Ultravox STT
The UltravoxSTTService implements speech-to-text using a locally-loaded Ultravox multimodal model. It leverages vLLM for efficient inference and is ideal for privacy-first, on-device transcription.
Installation
To use Ultravox, install the required dependencies (requires GPU support):
pip install "piopiy-ai[ultravox]"
Prerequisites
- For gated models, a Hugging Face token (Get yours here).

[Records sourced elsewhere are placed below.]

Issue #122, opened 2022-12-02
[proposal] Create an installer with a flag (argument)


josecelano:
When you run the tracker the first time, you see this output:

```
No config file found.
Creating config file..
thread 'main' panicked at 'Please edit the config.TOML in the root folder and restart the tracker.', src/main.rs:22:13
note: run with `RUST_BACKTRACE=1` environment variable to display a backtrace
```

Running the tracker without the setting file has a side effect. It creates a setting file with the default configuration.

```s
$ cat config.toml
log_level = "info"
mode = "public"
db_driver = "Sqlite3"
db_path = "data.db"
announce_interval = 120
min_announce_interval = 120
max_peer_timeout = 900
on_reverse_proxy = false
external_ip = "0.0.0.0"
tracker_usage_statistics = true
persistent_torrent_completed_stat = false
inactive_peer_cleanup_interval = 600
remove_peerless_torrents = true

[[udp_trackers]]
enabled = false
bind_address = "0.0.0.0:6969"

[[http_trackers]]
enabled = false
bind_address = "0.0.0.0:6969"
ssl_enabled = false
ssl_cert_path = ""
ssl_key_path = ""

[http_api]
enabled = true
bind_address = "127.0.0.1:1212"

[http_api.access_tokens]
admin = "MyAccessToken"
```

I suggest showing a message like this:

```
No config file found: "config.toml".
You can create the default settings file running: cargo run --bin install
```

That "install" binary could be extended in the feature to be an installation assistant if you run it in interactive mode.

But the main reason for this change is I'm working on setting up docker configuration to automate deployments for the Turrust tracker and running a process that returns an error that could lead to errors while building docker images or others tasks.

On the other hand, I always prefer to be explicit about side effects. Besides, showing an error the first time you run a tracker could make people think the application is not good.

If you do not like that approach, the second option could be to ask the user if they want to create that file, but I do not like that option because it forces the app to be always interactive. We should have added an option to avoid that question in this case and return an error message with an error return value (not a panic message).

da2ce7:
I would like to have tracker-configuration file to be specified by some schema, and configured over a management API.

The  exception should be the core configuration options of the tracker. Settings that guide the access to the trackers management API (such as the management socket, or the public key of the administrator). These should be passed-in either by launch arguments, or picked up from environmental variables.

Once the tracker has been launched, then all configuration should happen over it's management API.

For example, The torrust index client could then be extended with an interface for management of the Tracker.

[...]

PR #123, opened 2022-12-06
Full docker support

### LINKED ISSUE #11: Docker Support

josecelano:
This is a re-work of [PR-55](https://github.com/torrust/torrust-tracker/pull/55) adding more features.

UPDATE ON: 2022/12/16

### TASKS

- [x] Docker image
- [X] Publish the docker image manually (https://hub.docker.com/repository/docker/josecelano/torrust-tracker)
- [x] Cache for dependencies in Dockerfile is not working. It compiles all the dependencies every time you build the image.
- [x] Workflow to publish new docker images when new semver tags are created.
- [x] Fix broken test after moving database to `storage/database` dir.
- [x] Deploy sample app using SQLite with [docker on Azure](https://docs.docker.com/cloud/aci-integration/).
- [x] Docker compose configuration using MySQL instead of SQLite for development
- [x] Docker compose configuration using MySQL instead of SQLite for production. Moved to another [repo](https://github.com/josecelano/awesome-torrust-tracker-compose).
- [x] Deploy sample app using MySQL with [docker compose on Azure](https://docs.docker.com/cloud/aci-integration/). Moved to another [repo](https://github.com/josecelano/awesome-torrust-tracker-compose).

### SUBTASKS (deploy with docker)

This option is a deployment to ACI using only one container with SQLite and no HTTPS.

- [x] Create a certificate with Let's Encrypt and use Rust (no Nginx). DISCARDED (I'll do it in the docker-compose version)
- [x] Enable HTTPS for the API.
- [x] Error duplciate port 6969.

### SUBTASKS (deploy with docker-compose)

- [x] Create a certificate with Let's Encrypt and use Nginx. DISCARDED for this PR.
- [x] Auto-renew certificate with `certbot`. DISCARDED for this PR.
- [x] Use MySQL instead of SQLite

### REQUIREMENTS

- Multistage builds with slim/alpine images for production
- Do not execute the container with the `root` user. 
- Try to cache cargo dependencies with [cargo-chef](https://github.com/LukeMathWalker/cargo-chef)
- Build static rust binaries for x86_64 linux environments (without other system library dependencies)
- Consider using [certificates for localhost](https://letsencrypt.org/docs/certificates-for-localhost/) too?
- Use Nginx with certbot on Production for HTTPS.
- Auto-renew certificate with cerbot or Nginx docker image with auto-renew.
- Use Github Actions cache for docker cache: https://docs.docker.com/build/building/cache/backends/gha/
- User semver for docker image tags.

### OPTIONAL

- [x] `.devcontainer` configuration for GitHub Codespaces. DISCARDED for this PR.
- [x] docker compose configuration for [docker env environments](https://docs.docker.com/desktop/dev-environments/set-up/). DISCARDED for this PR.

### LINKS

- https://github.com/docker/awesome-compose
- https://hub.docker.com/repository/docker/josecelano/torrust-tracker
- https://docs.docker.com/cloud/aci-integration/
- https://docs.docker.com/desktop/dev-environments/set-up/
- https://github.com/clux/muslrust
- https://github.com/LukeMathWalker/cargo-chef
- https://letsencrypt.org/docs/certificates-for-localhost/
- https://medium.com/@mccode/understanding-how-uid-and-gid-work-in-docker-containers-c37a01d01cf
- https://github.com/docker/awesome-compose/tree/master/react-rust-postgres
- https://kerkour.com/rust-small-docker-image


josecelano:
I can't manage to use the build cache for the dependencies. I've created an [issue](https://github.com/LukeMathWalker/cargo-chef/issues/172) in the [cargo-chef repo](https://github.com/LukeMathWalker/cargo-chef) to see if someone can help me to find the problem.

josecelano:
UPDATE:

- The [docker image](https://hub.docker.com/repository/docker/josecelano/torrust-tracker) is being [published automatically](https://hub.docker.com/repository/docker/josecelano/torrust-tracker) following semver conventions.
- I had to move the persistent state to a folder (`./storage/config/config.toml` and `./storage/database/data.db`) because Azure Container Instances do not allow to mount a single file. Anyway, it makes things easier in general. We do not need to pre-generate those files before running the container.
- Now I'm trying to fix a permissions problem. "Azure file share volume mount" [requires the Linux container run as root](https://learn.microsoft.com/en-us/azure/container-instances/container-instances-volume-azure-files#limitations). I do not know why. But I had to change the public docker images to run as "root" because the docker integration with ACI does not allow overwriting the USER.
- One test is broken in the GitHub runner because it can't create a new folder for the database (`./storage/database/`). It's working on my local machine because I have it. I will create a new issue to review all test using the default configuration. We should **NOT** use the default location for the database.

josecelano:
UPDATE:

The permission problem was fixed using the `root` user to run the container. I'm planning to build docker images only for Azure Container Instances with a tag prefix like `v1.0.0-aci`.

I managed to deploy the container but the UDP port is closed. The API TCP port is working fine.

I'm running the container with:

```s
docker run \
    --publish 80:80/udp \
    --publish 1212:1212 \
    --volume torrustracker/test-volume:/app/storage \
    registry.hub.docker.com/josecelano/torrust-tracker:0.4.0
```

The volume has the proper configuration file (./storage/config/config.toml).

I've opened an issue on the docker forum: https://forums.docker.com/t/unable-to-open-a-udp-port-on-port-80/132661. You could not expose more than one port some years ago, but now you can also do it with the Azure dashboard assistant. I do not see any error running the container so I guess it's a firewall/forwarding issue.

josecelano:
UPDATE:

### Problem 1: closed port

I've spent the whole day trying to find out why the UDP tracker does not work.

I was using [this service](https://www.yougetsignal.com/tools/open-ports/) to check if the port is open. The service says the port is closed, but in fact, I can connect using [netcat](https://manpages.debian.org/stretch/netcat-traditional/nc.1.en.html):

```s
$ nc -u 20.246.181.9 6969
ss
bad request
```

In the end, there was no problem exposing the UDP port on the Azure container.

### Problem 2: qBittorrent can't connect

After confirming that the port was responding, I thought the client could be the problem.

I'm using BitTorrent v4.4.1.

After trying different combinations on the server and client sides, this one worked:

Tracker URL on the client: `udp://20.246.181.9:6969`

Tracker config on the server:

```toml
log_level = "debug"
mode = "public"
db_driver = "Sqlite3"
db_path = "./storage/database/data.db"
announce_interval = 120
min_announce_interval = 120
max_peer_timeout = 900
on_reverse_proxy = false
external_ip = "0.0.0.0"
persistent_torrent_completed_stat = true
inactive_peer_cleanup_interval = 600
remove_peerless_torrents = false

[[udp_trackers]]
enabled = true
bind_address = "0.0.0.0:6969"

[[http_trackers]]
enabled = true
bind_address = "0.0.0.0:6969"
ssl_enabled = false
ssl_cert_path = ""
ssl_key_path = ""

[http_api]
enabled = true
bind_address = "0.0.0.0:1212"

[http_api.access_tokens]
admin = "MyAccessToken"
```

I do not know why it's working now because I tried that configuration since the beginning. I remember that @Power2All reported a [problem with qBitTorrent](https://github.com/torrust/torrust-tracker/issues/42#issuecomment-1284478448) before.

### Problem 3: UDP debug messages do not appear in logs

There is a problem that made me think the UDP tracker was not receiving the request. With debug enabled It does not show these two messages:

```s
debug!("{:?}", payload);
```

It happens when I run the tracker with docker on both my local machine and the Azure container. But It does not happen when you run the app directly on your machine with `cargo run`.

I can see messages from the parent thread (main docker process) and the first child:

```s
$ docker logs heuristic-stonebraker
2022-12-09T14:34:15.173329600+00:00 [torrust_tracker::logging][INFO] logging initialized.
2022-12-09T14:34:15.193516700+00:00 [torrust_tracker::jobs::udp_tracker][INFO] Starting UDP 197789626+00:00 [torrust_tracker::jobs::torrent_cleanup][INFO] Cleaning up torrents..
```

But the primary process uses `tokio::spawn` to launch a child thread that creates the UDP server. And then, it calls `udp_start()` function which launches two threads with `tokio::select!`; one of them, the UDP packet handler, is the one that prints the message.

### Problem 4: every time I restart the Azure container, the IP changes

I have to find a way to assign a static IP for the time being. Maybe [this](https://learn.microsoft.com/en-us/azure/container-instances/container-instances-egress-ip-address) could be the solution.

Later, when I start using Nginx and docker-compose I want to use a domain instead.

josecelano:
UPDATE:

Regarding problem 3, I've found the problem. In the `Config.toml` file we have this section:

```
[profile.release]
debug = 1
opt-level = 3
lto = "fat"
strip = true
```

The `debug!` macro is stripped in the release build. So even if you enable "debug" mode in production is not going to show the debug messages.

josecelano:
UPDATE:

- Tests were fixed with https://github.com/torrust/torrust-tracker/pull/126
- I have [removed](https://github.com/torrust/torrust-tracker/pull/123/commits/8333929d0e2876425c822b99a4e60be3269b07b2) the `strip = true` option from the `Cargo.toml` file. That's why the [docker cache layer for cargo dependencies did not work](https://github.com/LukeMathWalker/cargo-chef/issues/149). @WarmBeer I suppose that is not a problem. The binary is 83M without the strip and 9,8M with the strip. We can revert this change when it's fixed in cargo-chef. I suppose the binary size is not a problem right now, is not it?

mickvandijke:
> UPDATE:
> 
> * Tests were fixed with [Use an independent SQLite DB for each test #126](https://github.com/torrust/torrust-tracker/pull/126)
> * I have [removed](https://github.com/torrust/torrust-tracker/pull/123/commits/8333929d0e2876425c822b99a4e60be3269b07b2) the `strip = true` option from the `Cargo.toml` file. That's why the [docker cache layer for cargo dependencies did not work](https://github.com/LukeMathWalker/cargo-chef/issues/149). @WarmBeer I suppose that is not a problem. The binary is 83M without the strip and 9,8M with the strip. We can revert this change when it's fixed in cargo-chef. I suppose the binary size is not a problem right now, is not it?

I don't think the binary size is a problem at this stage. So you can disable the strip flag if that works better.

josecelano:
hi @da2ce7 @WarmBeer, I've enabled the HTTPS for the API too. You can see it in this [commit](https://github.com/torrust/torrust-tracker/pull/123/commits/46971a208eeffe31318f4dd517c6742b3494f174).

I think it's helpful if you want to deploy the app using only the application and a single docker container, but you also want to use HTTPS for HTTP trackers and the API.

josecelano:
hi @da2ce7 @WarmBeer, It seems I have to create [a lot of resources on Azure](https://learn.microsoft.com/en-us/azure/container-instances/container-instances-application-gateway) if I want to use a static IP for the tracker.

The tracker is running on an Azure Container Instance. You can run one instance with only docker and a few steps I've added to the README. It's straightforward to do, but it's also constrained:

### For installation

- You have to do a lot of extra steps if you want a static IP. It makes sense to use Kubernetes to [Azure Container Apps](https://learn.microsoft.com/en-us/azure/container-apps/overview).

### For upgrades

- You need to stop the docker container and start a new one. If you have the container group, the virtual private network and the application gateway keeping the IP is not a problem, but I think you have to replace the docker images with your script. Maybe it also makes sense to use Kubernetes or Azure Container Apps.

### Conclusion

The goal for this PR was:

- Set up the basic docker configuration to enable the deployment using docker.
- Set up a demo production environment to be sure the tracker is easily deployable to any infrastructure, especially using docker.

We could limit the scope of this PR to only a simple demo installation (including HTTPs certificates and MySQL) but without proposing a complete production solution that includes:

- 100% automatic setup with one single command (with K8S, Terraform, etcetera ...)
- 100% automatic upgrades: upgrade docker images when a new docker image is available or running migration scripts, ...
- Scripts to handle backups (storage folder).
- Inject configuration into the container automatically.
- Rules for autoscaling.
- ...

Maybe I can finish this PR and other similar PRs for the index (backend and frontend) with the basic docker setup. If we want to run a complete 100% autonomous tracker and index as a demo, we could do it later using K8S or a virtual machine using terraform, docker-compose and some custom scripts.

josecelano:
I'm trying to publish the port 6969 for both TCP and udp and I get this error:

```s
$ docker run \
    --publish 6969:6969/udp \
    --publish 6969:6969/tcp \
    --publish 1212:1212/tcp \
    --volume torrustracker/test-volume:/app/storage \
    registry.hub.docker.com/josecelano/torrust-tracker:0.7.0
[+] Running 0/1
 ⠿ Group sweet-gates  Error                                                                                                                  4.2s
containerinstance.ContainerGroupsClient#CreateOrUpdate: Failure sending request: StatusCode=400 -- Original Error: Code="DuplicateContainerPorts" Message="Duplicate ports '6969' found in container group 'sweet-gates' container 'sweet-gates'."
```

It's working with docker on my machine, so It must be an Azure constrain.

josecelano:
UPDATE:

Added docker-compose configuration for development. You can run it with `docker compose up`.

josecelano:
UDPATE:

hi @WarmBeer @da2ce7, I've been able to deploy the Tracker to Azure Container Instances with docker compose, but only with one service (the tracker). When I try to add other services like Nginx, Certbot, and Mysql, the instance gets stuck in "creating" or "updating" state. I've created a new repo with all the configurations I've been testing: https://github.com/josecelano/awesome-torrust-tracker-compose.

I think the reason is Azure Container Instances are very small, you only have 4 CPUs for all the containers. They even recommend using [Azure Container Apps](https://azure.microsoft.com/en-us/products/container-apps/#overview) when you have more complex services. I prefer K8S than Azure Container Apps because you could use it with the other big cloud providers.

I'm going to add to this PR the docker-compose configuration to run all those services locally. It works locally when I use Nginx and MySQL. I think we can keep a sample config in this repo with Nginx (reverse proxy) and MySQL, but without certbot.

I can add another example to the [new repo](https://github.com/josecelano/awesome-torrust-tracker-compose) for deploying the app with docker-compose to another provider. For example, [Digial Ocean](https://api-platform.com/docs/deployment/docker-compose/) with a droplet or K8S.

josecelano:
It seems you can create remote contexts with your docker nodes (virtual machines with docker):

https://danielwachtel.com/devops/deploying-multiple-dockerized-apps-digitalocean-docker-compose-contexts

```s
docker context create remote --docker "host=ssh://deployer@yourdomain.com"
docker context ls

# output:
default * .... unix://var/run/docker.sock     .... swarm
remote    .... ssh://deployer@yourdomain.com
```

I think this is better than ACI (for our requirements) because

- It's generic. You can install it on any VM and provider.
- You can change the instance size. 
- You can deploy more than one app. For example, different configurations.

The example sets up the Nginx and Certbot on the docker host (VM) instead of using docker-compose. I think I would keep that configuration in the docker-compose, even if we need an extra Nxing instance on the host as load balancer (or gateway).

My idea was even more straightforward: just to run "docker-compose" manually on the VM. The advantage of the previous solution is you can deploy or update remotely, for example, from a CI workflows.

josecelano:
hi @WarmBeer @da2ce7 

I tried to deploy the tracker to [Digital Ocean App Platfom](https://www.digitalocean.com/products/app-platform), but it's not possible for two reasons:

1. You can only inject env variables into the container. You can't mount a volume, so the only way to make it work is to build your docker image with the `config.toml` file inside.
2. When the application starts, it creates the config file and fails. If it did not fail at least, we could run it with the default configuration.

It would be very easy to deploy if we could inject the configuration using env vars (and use MySQL instead of SQLite).

@da2ce7 since you are working on the [setting overhaul](https://github.com/torrust/torrust-tracker/pull/105), I think you should consider that env vars for configuration is still a common way to inject configuration variables. With Kubernetes, you can [mount a file with secrets](https://kubernetes.io/docs/tasks/inject-data-application/distribute-credentials-secure/#create-a-pod-that-has-access-to-the-secret-data-through-a-volume). It seems that's a safer way to do it. In that case, we should be able to generate a K8S secret file from the tracker configuration. See https://kubernetes.io/docs/tasks/configmap-secret/managing-secret-using-config-file/. I think we should make it clear which config values are secrets and which are not. In general, I've always seen people using the same list, for example, the common `.env` file in the root folder, but K8S treat them in a different way. Anyway, maybe that's something to consider only by the people who are deploying the app and we should treat all settings like secrets.

Power2All:
@josecelano I would suggest you check out the Docker deployment on my Axum project. It doesn't need any "volumes" and such, and might be what you're looking for. It uses also ENVIRONMENT variables to be used to build for instance the configuration file, so that it can be deployed anywhere.

josecelano:
> @josecelano I would suggest you check out the Docker deployment on my Axum project. It doesn't need any "volumes" and such, and might be what you're looking for. It uses also ENVIRONMENT variables to be used to build for instance the configuration file, so that it can be deployed anywhere.

hey @Power2All thank you! I've already done it before starting to work on the PR. I think you did a great job. You are generating the `config.toml` file from env vars on the fly when the app starts. I think that's a good solution, but I was looking for a solution that works in both the development and production environments using the same Dockerfile. My idea is to publish "official" multistage docker images you can use for general purposes. Your idea is perfect to deploy the app to production in its current state.

On the other hand, the config.toml file allows you to define the configuration for multiple udp_trackers and http_trackers which is not supported by your solution right now.

Anyway, today @WarmBeer @da2ce7 and I were discussing how to handle the application configuration. It was a long discussion, but to make it short, we agree that that should be definitively a feature and not a hack for deployments. I mean, we should change the application to accept env vars for the configuration because that's a common practice in a lot of hosting providers.

One of our ideas, the want we agreed on at the end, was we could add a new env var (for example 
 `TURRUST_TRACKER_CONFIG`), which could contain the whole configuration at the beginning in toml format and in the future in json format. That way, we can run the tracker in a stateless mode, without requiring any volume, and without providing the config file. We could also do what you did, and add a second way to provide configuration to the application by using env vars.

We discussed a lot of ideas. Maybe we should open a [discussion](https://github.com/torrust/torrust-tracker/discussions) for it. @da2ce7 is working on a refactoring of the [configuration](https://github.com/torrust/torrust-tracker/pull/105) which is related to this. And I also proposed a [new feature](https://github.com/torrust/torrust-tracker/issues/122) to generate the configuration file.

Power2All:
> On the other hand, the config.toml file allows you to define the configuration for multiple udp_trackers and http_trackers which is not supported by your solution right now.

Correct, I was planning to fix that up as well, but had no time to look into that.
Most people won't go that far, or you could grab a config file from somewhere, or using the "secrets" for instance. Been too busy with my new job that is eating a ton of my time.

josecelano:
I've extracted part of this PR into a new [PR](https://github.com/torrust/torrust-tracker/pull/128). It's the HTTPS support for the API.

josecelano:
I've created a new [PR](https://github.com/torrust/torrust-tracker/pull/129) to replace this one.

- Set your token in your environment:
export HF_TOKEN="your_hf_token_here"
Configuration
UltravoxSTTService Parameters
| Parameter | Type | Default | Description |
|---|---|---|---|
model_name | str | "fixie-ai/ultravox-v0_5-llama-3_1-8b" | The Ultravox model to load. |
hf_token | str | None | Hugging Face token (falls back to env). |
temperature | float | 0.7 | Sampling temperature for generation. |
max_tokens | int | 100 | Maximum tokens to generate per turn. |
Usage
Basic Setup
import os
from piopiy.services.ultravox.stt import UltravoxSTTService
stt = UltravoxSTTService(
model_name="fixie-ai/ultravox-v0_5-llama-3_1-8b",
hf_token=os.getenv("HF_TOKEN")
)
Notes
- Multimodal Inference: Ultravox processes audio data directly without an intermediate text transcription step, potentially capturing more conversational nuance.
- Model Warm-up: The service automatically performs a one-second silent audio warm-up on initialization to ensure the first user utterance is processed instantly.
- Hardware Requirements: This service requires a GPU and significantly more local resources than cloud-based API providers.